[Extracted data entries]

---

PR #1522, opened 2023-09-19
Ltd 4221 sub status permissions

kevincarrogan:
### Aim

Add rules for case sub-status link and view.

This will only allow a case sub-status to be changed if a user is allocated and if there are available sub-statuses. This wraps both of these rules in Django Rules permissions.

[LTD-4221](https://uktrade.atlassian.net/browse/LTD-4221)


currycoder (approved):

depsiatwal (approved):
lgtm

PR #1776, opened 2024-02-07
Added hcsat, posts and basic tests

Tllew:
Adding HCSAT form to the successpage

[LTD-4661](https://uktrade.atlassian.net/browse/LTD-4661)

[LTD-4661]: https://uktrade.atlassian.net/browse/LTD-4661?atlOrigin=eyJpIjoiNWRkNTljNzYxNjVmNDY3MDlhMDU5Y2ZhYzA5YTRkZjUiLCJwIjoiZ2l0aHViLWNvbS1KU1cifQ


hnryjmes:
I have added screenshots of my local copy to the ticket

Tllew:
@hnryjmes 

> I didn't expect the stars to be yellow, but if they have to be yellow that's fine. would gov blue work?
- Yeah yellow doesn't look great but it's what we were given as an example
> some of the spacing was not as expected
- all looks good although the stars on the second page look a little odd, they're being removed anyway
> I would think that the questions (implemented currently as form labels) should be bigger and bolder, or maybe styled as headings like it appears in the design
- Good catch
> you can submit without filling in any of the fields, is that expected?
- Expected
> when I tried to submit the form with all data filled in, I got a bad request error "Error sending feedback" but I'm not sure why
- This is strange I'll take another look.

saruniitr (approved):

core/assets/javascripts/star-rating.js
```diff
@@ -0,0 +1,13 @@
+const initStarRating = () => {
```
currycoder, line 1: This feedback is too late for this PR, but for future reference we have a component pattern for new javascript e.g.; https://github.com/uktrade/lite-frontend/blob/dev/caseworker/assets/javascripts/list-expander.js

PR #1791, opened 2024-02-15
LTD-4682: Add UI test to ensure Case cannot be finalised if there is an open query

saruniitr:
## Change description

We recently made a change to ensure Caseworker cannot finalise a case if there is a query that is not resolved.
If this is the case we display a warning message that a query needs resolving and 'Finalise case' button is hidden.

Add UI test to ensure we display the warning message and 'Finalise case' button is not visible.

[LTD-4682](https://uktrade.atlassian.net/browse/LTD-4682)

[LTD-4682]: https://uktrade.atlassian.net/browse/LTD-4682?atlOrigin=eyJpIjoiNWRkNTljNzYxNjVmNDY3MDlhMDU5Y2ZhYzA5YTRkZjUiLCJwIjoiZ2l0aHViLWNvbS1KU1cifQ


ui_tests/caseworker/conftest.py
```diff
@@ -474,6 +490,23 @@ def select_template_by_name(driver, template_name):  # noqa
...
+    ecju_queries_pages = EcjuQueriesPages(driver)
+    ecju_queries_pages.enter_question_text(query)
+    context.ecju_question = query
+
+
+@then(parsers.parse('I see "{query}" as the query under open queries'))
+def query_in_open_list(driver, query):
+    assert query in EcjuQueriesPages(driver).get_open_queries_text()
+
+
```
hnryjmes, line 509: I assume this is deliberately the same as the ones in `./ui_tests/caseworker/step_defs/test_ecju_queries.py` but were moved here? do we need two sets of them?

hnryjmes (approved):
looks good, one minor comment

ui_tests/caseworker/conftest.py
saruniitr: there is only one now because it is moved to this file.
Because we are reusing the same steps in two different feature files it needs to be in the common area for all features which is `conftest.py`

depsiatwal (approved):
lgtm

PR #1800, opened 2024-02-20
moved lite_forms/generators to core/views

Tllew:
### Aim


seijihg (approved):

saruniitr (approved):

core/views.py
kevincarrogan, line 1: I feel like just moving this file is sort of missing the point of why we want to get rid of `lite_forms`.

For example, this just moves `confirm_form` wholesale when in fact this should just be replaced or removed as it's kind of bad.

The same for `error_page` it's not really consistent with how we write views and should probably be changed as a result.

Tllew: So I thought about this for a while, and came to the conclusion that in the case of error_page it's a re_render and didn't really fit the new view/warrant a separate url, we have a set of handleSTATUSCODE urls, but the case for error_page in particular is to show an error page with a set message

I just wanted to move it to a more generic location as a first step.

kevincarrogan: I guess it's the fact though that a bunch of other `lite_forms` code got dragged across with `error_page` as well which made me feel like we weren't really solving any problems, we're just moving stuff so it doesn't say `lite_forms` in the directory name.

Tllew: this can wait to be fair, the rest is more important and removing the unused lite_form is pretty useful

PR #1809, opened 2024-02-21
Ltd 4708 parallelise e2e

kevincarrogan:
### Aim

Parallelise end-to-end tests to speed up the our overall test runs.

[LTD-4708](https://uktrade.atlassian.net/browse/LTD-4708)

---

What the exercise asks.
Whenever a line of the data includes the word "javascripts", show that line in full.

Result of the exercise.
core/assets/javascripts/star-rating.js
currycoder, line 1: This feedback is too late for this PR, but for future reference we have a component pattern for new javascript e.g.; https://github.com/uktrade/lite-frontend/blob/dev/caseworker/assets/javascripts/list-expander.js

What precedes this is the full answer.